Your answer should consist of the lines in the listing that hold "tools".
_ _ _ _ _ _ _
PR #54, opened 2019-01-13
escape macros in code in order to keep js-validity 

### LINKED ISSUE #50: @@-substitutions break validity of plugins' sources
Plugin's sources now are not valid js code, because of build-time substitution blocks like `@@METAINFO@@`, `@@PLUGINSTART@@`, `@@PLUGINEND@@`.

It complicates applying such tools like `eslint`.

It would be great if we could rearrange the code to make the substitutions appear commented, e.g.
```
// @@METAINFO@@
// ...
// @@PLUGINSTART@@
// ...
// @@PLUGINEND@@
```

johnd0e:
Fix #50.

Now all the sources are completely valid js,
that could be processed by external tools, such as eslint.

/ to be discussed before merge /

### DIFF
--- a/build.py
+++ b/build.py
@@ -76,11 +76,14 @@ plugin_info.dateTimeVersion = '@@DATETIMEVERSION@@';
 plugin_info.pluginId = '@@PLUGINNAME@@';
 //END PLUGIN AUTHORS NOTE
 
-"""
+
+// PLUGIN START //"""
 
 pluginWrapperStartUseStrict = pluginWrapperStart.replace("{\n", "{\n\"use strict\";\n", 1)
 
-pluginWrapperEnd = """
+pluginWrapperEnd = """// PLUGIN END //
+
+
 setup.info = plugin_info; //add the script info data to the function as a property
 if(!window.bootPlugins) window.bootPlugins = [];
 window.bootPlugins.push(setup);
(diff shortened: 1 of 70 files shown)


johnd0e:
Well, now I do not like these 'garbage' comments in built files..

johnd0e:
Well, now I'm pretty happy with this PR.

@modos189 
What do you think?

modos189:
Why INCLUDESTRING and INCLUDEIMAGE not updated?

johnd0e:
They do not require escaping as typically applied inside of strings, thus already escaped by quotes.

```
  $('<style>').prop('type', 'text/css').html('@@INCLUDESTRING:plugins/distance-to-portal.css@@').appendTo('head');

```

modos189:
Then all is well. When merge? I don't quite understand the new scheme yet.)

johnd0e:
> When merge?

Well, I've already merged it in my 'develop' branch)
But still wants to work more with this setup to make completely sure than no bugs added.

> I don't quite understand the new scheme yet.)

So let's discuss it.
May be there is even better solution.

johnd0e:
I think that we can completely avoid these macros in plugin sources:
* `@@METAINFO@@` is always placed right before `// ==/UserScript==`
* `@@PLUGINSTART@@` is always right after `// ==/UserScript==`
* `@@PLUGINEND@@` is always near EOF.
* `@@DATETIMEVERSION@@` is near `@version` EOL.
* `@@BUILDNAME@@-@@BUILDDATE@@` is not useful anyway.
_ _ _ _ _ _ _
• Written response:
It complicates applying such tools like `eslint`.
that could be processed by external tools, such as eslint.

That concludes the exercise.